*What is required*:
Restate the records below word for word.

(Collected data)

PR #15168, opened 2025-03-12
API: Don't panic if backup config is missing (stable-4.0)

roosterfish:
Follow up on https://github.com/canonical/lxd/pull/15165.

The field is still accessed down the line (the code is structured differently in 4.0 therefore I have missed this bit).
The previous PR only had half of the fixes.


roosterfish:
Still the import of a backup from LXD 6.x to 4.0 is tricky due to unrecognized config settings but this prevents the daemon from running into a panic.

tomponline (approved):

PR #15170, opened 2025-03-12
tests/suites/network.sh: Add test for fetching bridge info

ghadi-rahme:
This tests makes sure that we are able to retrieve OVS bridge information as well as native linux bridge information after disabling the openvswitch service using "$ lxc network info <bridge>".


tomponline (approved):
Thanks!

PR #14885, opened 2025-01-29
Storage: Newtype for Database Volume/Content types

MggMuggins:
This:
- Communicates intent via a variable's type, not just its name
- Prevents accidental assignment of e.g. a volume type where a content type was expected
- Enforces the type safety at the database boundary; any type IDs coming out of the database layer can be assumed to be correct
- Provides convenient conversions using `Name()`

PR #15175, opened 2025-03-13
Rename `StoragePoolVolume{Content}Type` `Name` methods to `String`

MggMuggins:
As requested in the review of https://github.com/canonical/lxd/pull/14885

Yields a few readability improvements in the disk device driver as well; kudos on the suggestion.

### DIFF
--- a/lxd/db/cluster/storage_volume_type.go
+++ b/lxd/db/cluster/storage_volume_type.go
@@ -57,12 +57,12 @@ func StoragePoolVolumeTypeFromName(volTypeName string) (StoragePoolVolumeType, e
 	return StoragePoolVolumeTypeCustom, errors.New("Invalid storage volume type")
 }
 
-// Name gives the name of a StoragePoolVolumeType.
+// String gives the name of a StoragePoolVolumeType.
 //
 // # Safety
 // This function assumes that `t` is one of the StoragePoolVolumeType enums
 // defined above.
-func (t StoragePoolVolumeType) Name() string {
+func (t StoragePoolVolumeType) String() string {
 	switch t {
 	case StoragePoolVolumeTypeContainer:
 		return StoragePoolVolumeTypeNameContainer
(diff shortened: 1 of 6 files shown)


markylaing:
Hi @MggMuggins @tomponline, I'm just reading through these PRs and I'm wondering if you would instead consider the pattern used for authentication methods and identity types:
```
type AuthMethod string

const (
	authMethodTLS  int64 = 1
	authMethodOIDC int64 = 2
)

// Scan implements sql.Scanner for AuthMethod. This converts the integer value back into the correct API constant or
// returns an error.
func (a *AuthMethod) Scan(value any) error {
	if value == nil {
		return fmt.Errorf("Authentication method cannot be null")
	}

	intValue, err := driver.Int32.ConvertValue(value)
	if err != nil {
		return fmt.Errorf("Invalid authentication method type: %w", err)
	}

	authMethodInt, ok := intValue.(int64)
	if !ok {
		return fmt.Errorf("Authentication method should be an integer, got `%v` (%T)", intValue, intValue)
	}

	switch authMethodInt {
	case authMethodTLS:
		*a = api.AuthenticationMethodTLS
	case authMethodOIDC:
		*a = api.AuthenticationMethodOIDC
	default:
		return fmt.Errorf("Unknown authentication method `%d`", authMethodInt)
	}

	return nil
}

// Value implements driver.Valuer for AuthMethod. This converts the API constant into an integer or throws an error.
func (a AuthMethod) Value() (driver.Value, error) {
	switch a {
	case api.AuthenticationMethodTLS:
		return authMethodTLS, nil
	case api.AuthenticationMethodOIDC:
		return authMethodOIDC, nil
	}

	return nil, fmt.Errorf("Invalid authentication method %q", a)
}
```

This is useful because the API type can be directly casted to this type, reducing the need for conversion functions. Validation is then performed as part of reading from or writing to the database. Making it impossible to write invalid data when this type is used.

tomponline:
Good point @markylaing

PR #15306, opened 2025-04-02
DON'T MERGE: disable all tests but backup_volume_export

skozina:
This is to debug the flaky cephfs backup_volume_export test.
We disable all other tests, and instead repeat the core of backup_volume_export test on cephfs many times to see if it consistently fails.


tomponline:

*Answer to this problem*:
PR #15168, opened 2025-03-12
API: Don't panic if backup config is missing (stable-4.0)

roosterfish:
Follow up on https://github.com/canonical/lxd/pull/15165.

The field is still accessed down the line (the code is structured differently in 4.0 therefore I have missed this bit).
The previous PR only had half of the fixes.


roosterfish:
Still the import of a backup from LXD 6.x to 4.0 is tricky due to unrecognized config settings but this prevents the daemon from running into a panic.

tomponline (approved):

PR #15170, opened 2025-03-12
tests/suites/network.sh: Add test for fetching bridge info

ghadi-rahme:
This tests makes sure that we are able to retrieve OVS bridge information as well as native linux bridge information after disabling the openvswitch service using "$ lxc network info <bridge>".


tomponline (approved):
Thanks!

PR #14885, opened 2025-01-29
Storage: Newtype for Database Volume/Content types

MggMuggins:
This:
- Communicates intent via a variable's type, not just its name
- Prevents accidental assignment of e.g. a volume type where a content type was expected
- Enforces the type safety at the database boundary; any type IDs coming out of the database layer can be assumed to be correct
- Provides convenient conversions using `Name()`

PR #15175, opened 2025-03-13
Rename `StoragePoolVolume{Content}Type` `Name` methods to `String`

MggMuggins:
As requested in the review of https://github.com/canonical/lxd/pull/14885

Yields a few readability improvements in the disk device driver as well; kudos on the suggestion.

### DIFF
--- a/lxd/db/cluster/storage_volume_type.go
+++ b/lxd/db/cluster/storage_volume_type.go
@@ -57,12 +57,12 @@ func StoragePoolVolumeTypeFromName(volTypeName string) (StoragePoolVolumeType, e
 	return StoragePoolVolumeTypeCustom, errors.New("Invalid storage volume type")
 }
 
-// Name gives the name of a StoragePoolVolumeType.
+// String gives the name of a StoragePoolVolumeType.
 //
 // # Safety
 // This function assumes that `t` is one of the StoragePoolVolumeType enums
 // defined above.
-func (t StoragePoolVolumeType) Name() string {
+func (t StoragePoolVolumeType) String() string {
 	switch t {
 	case StoragePoolVolumeTypeContainer:
 		return StoragePoolVolumeTypeNameContainer
(diff shortened: 1 of 6 files shown)


markylaing:
Hi @MggMuggins @tomponline, I'm just reading through these PRs and I'm wondering if you would instead consider the pattern used for authentication methods and identity types:
```
type AuthMethod string

const (
	authMethodTLS  int64 = 1
	authMethodOIDC int64 = 2
)

// Scan implements sql.Scanner for AuthMethod. This converts the integer value back into the correct API constant or
// returns an error.
func (a *AuthMethod) Scan(value any) error {
	if value == nil {
		return fmt.Errorf("Authentication method cannot be null")
	}

	intValue, err := driver.Int32.ConvertValue(value)
	if err != nil {
		return fmt.Errorf("Invalid authentication method type: %w", err)
	}

	authMethodInt, ok := intValue.(int64)
	if !ok {
		return fmt.Errorf("Authentication method should be an integer, got `%v` (%T)", intValue, intValue)
	}

	switch authMethodInt {
	case authMethodTLS:
		*a = api.AuthenticationMethodTLS
	case authMethodOIDC:
		*a = api.AuthenticationMethodOIDC
	default:
		return fmt.Errorf("Unknown authentication method `%d`", authMethodInt)
	}

	return nil
}

// Value implements driver.Valuer for AuthMethod. This converts the API constant into an integer or throws an error.
func (a AuthMethod) Value() (driver.Value, error) {
	switch a {
	case api.AuthenticationMethodTLS:
		return authMethodTLS, nil
	case api.AuthenticationMethodOIDC:
		return authMethodOIDC, nil
	}

	return nil, fmt.Errorf("Invalid authentication method %q", a)
}
```

This is useful because the API type can be directly casted to this type, reducing the need for conversion functions. Validation is then performed as part of reading from or writing to the database. Making it impossible to write invalid data when this type is used.

tomponline:
Good point @markylaing

PR #15306, opened 2025-04-02
DON'T MERGE: disable all tests but backup_volume_export

skozina:
This is to debug the flaky cephfs backup_volume_export test.
We disable all other tests, and instead repeat the core of backup_volume_export test on cephfs many times to see if it consistently fails.


tomponline:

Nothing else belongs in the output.